Task description:
Among the entries below, how many lines contain the string "code"? Reply with that number alone.

Data provided:
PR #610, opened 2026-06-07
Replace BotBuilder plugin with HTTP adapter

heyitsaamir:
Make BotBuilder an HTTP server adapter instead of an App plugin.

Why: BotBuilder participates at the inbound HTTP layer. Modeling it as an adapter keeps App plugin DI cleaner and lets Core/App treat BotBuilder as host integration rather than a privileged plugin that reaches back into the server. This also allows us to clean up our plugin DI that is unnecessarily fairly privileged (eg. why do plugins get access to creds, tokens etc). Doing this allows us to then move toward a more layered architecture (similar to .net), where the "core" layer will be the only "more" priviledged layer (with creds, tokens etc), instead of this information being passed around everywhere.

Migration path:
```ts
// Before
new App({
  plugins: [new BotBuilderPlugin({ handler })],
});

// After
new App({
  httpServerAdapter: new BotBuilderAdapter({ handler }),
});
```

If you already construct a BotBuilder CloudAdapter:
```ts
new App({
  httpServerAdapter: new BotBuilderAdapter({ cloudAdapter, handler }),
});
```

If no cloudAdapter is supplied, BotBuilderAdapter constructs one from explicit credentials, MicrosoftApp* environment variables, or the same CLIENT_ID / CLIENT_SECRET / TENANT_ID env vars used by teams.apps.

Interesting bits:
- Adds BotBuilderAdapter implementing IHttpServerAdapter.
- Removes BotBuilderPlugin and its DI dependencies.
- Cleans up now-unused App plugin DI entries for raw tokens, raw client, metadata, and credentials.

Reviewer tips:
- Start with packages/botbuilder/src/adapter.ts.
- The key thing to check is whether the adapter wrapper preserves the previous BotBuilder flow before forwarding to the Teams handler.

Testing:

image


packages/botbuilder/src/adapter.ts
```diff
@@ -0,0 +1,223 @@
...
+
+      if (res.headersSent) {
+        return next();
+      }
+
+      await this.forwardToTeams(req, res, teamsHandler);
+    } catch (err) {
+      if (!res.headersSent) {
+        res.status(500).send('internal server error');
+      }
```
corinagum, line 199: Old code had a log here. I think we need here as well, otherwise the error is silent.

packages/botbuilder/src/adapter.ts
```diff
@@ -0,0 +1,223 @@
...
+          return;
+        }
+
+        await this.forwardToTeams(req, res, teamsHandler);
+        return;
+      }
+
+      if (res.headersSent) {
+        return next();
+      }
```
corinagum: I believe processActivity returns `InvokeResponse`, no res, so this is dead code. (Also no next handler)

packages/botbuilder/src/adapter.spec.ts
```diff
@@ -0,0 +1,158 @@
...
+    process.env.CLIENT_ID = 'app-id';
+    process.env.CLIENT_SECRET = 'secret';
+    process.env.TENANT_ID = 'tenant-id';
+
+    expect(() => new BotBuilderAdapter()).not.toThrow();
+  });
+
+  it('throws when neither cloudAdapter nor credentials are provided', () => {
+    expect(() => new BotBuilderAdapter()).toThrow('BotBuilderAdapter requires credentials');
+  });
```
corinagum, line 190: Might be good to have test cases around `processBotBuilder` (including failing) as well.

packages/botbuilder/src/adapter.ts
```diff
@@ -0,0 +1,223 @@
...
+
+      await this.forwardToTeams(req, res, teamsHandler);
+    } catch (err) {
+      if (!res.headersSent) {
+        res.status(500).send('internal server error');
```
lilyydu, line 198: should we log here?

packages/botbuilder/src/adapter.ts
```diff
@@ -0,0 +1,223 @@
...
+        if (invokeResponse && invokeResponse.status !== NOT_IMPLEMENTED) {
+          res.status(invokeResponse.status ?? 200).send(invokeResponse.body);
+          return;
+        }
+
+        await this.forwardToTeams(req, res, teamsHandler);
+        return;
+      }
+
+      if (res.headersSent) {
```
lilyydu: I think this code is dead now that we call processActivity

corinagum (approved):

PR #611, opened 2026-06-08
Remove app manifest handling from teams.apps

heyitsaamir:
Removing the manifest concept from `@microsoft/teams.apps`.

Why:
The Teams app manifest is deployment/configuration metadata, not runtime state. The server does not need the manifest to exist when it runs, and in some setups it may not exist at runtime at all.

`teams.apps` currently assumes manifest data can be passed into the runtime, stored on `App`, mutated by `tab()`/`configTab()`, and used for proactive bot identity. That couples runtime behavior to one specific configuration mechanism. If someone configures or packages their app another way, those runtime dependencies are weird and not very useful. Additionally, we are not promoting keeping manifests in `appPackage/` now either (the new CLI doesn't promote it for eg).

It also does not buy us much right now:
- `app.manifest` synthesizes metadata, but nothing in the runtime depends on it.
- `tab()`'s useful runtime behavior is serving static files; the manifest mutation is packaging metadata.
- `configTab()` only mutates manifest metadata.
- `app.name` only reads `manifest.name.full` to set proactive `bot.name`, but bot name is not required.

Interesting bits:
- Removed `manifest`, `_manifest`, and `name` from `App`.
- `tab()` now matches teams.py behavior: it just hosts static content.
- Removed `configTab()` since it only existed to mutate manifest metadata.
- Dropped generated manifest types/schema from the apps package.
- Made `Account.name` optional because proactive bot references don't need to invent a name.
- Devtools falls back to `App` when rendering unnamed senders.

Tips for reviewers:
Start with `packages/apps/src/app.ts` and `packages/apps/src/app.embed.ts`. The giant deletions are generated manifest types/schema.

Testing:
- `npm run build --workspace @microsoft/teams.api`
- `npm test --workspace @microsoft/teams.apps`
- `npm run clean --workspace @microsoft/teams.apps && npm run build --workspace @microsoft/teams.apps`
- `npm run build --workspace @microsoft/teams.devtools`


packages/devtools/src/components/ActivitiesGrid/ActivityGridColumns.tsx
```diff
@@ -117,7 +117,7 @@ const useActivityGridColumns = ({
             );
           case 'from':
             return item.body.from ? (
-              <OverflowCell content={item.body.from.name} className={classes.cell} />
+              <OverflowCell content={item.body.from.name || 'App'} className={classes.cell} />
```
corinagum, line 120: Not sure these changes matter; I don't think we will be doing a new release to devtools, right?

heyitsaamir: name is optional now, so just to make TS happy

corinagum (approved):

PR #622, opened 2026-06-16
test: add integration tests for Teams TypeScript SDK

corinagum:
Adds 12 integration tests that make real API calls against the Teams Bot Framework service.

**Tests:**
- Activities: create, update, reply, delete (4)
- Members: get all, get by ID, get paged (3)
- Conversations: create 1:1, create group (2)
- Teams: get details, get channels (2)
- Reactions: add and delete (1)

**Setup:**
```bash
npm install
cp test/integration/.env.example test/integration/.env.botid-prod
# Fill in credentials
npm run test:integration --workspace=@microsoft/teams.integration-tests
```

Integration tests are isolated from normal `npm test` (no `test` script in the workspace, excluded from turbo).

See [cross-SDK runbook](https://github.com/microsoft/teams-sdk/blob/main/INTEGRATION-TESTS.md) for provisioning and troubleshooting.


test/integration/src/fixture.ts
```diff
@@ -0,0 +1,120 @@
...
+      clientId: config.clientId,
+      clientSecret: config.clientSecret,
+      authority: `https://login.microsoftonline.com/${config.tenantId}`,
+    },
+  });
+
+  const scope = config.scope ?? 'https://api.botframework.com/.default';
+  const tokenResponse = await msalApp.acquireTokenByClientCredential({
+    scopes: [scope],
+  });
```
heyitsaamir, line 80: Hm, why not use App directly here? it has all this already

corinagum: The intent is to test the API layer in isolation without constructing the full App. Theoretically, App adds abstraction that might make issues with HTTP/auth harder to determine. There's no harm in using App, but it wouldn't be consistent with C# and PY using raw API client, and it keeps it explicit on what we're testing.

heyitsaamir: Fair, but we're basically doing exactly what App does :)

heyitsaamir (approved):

Response to the task:
3